Decano do elenco (são dez anos sob Antunes), Andrade é um dínamo de nuances de gênero e de projeções psíquicas e sensoriais de uma Blanche impossível de ser categorizada. O ator travestido de mulher como que dança sobre as máscaras de Kazuo Ohno (referência explícita ao solo Admirando La Argentina, 1976) em atravessamentos líricos. E outra cena, seu olhar denuncia o horror na sequência do estupro de que ela é vítima e o público, angustiado, não vê (cena oculta também no texto original e no filme). Andrada flana ou ziguezagueia com destreza performativa para não apagar o cidadão do teatro que entrediz Blanche e sua condição de artista em 2016. A virilidade infiltrada em contraponto à hegemonia de Stanley, um machista menos óbvio na atuação de Felipe Hofstatter.

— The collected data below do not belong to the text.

PR #4047, opened 2025-01-03
Fix Netlify deploy for Dependabot PRs

t1m0thyj:

Updates build workflow to skips "Deploy to Netlify" step for Dependabot PRs. Since Dependabot doesn't have access to regular secrets, we can deploy w/o them same as we do for fork PRs.

The method for detecting that a PR is opened by Dependabot is based on [GitHub docs](https://docs.github.com/en/code-security/dependabot/working-with-dependabot/automating-dependabot-with-github-actions#fetching-metadata-about-a-pull-request).

List the file(s) included in this PR: build-docs.yml

### DIFF
--- a/.github/workflows/build-docs.yml
+++ b/.github/workflows/build-docs.yml
@@ -58,7 +58,7 @@ jobs:
 
       - name: Deploy to Netlify
         id: deploy
-        if: ${{ github.event_name == 'push' || github.event.pull_request.head.repo.full_name == github.repository }}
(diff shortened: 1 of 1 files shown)


traeok (approved):
Changes make sense. I see that the PR instructions pipeline fails when only workflow files are updated - not sure if that's intended, but its not a big deal and it could be resolved in the future 😋

zFernand0 (approved):
Changes LGTM! 😋 
Thanks for sharing the GH docs link. 🙏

O desempenho de Andressa Cabral carreia energia com um registro discreto, de tonalidades próximas ao pensamento e à prática stanislavskiana. Ela mora nessas contradições de matrizes como a alma de Stella balançada entre postergar os desejos ou concretizá-los. Seu rosto de tez polonesa e cabelos ruivos parecem emprestados de uma daquelas personagens de conjunto habitacional em filme europeu.
No retorno mais direto à cruzada antiespetacular, Antunes Filho desfruta de dois achados em meio à dezena de atores e atrizes que cumprem todas as partituras com admirada competência. E Blanche jamais traduziria sínteses como a que testemunhamos se Prêt-à-porter não tivesse bagunçado o coreto das convenções teatrais ao ocupar, primeiro, a área de convivência no térreo do Sesc Consolação e, em seguida, subir com o público para o sétimo andar, o do CPT e seu labirinto.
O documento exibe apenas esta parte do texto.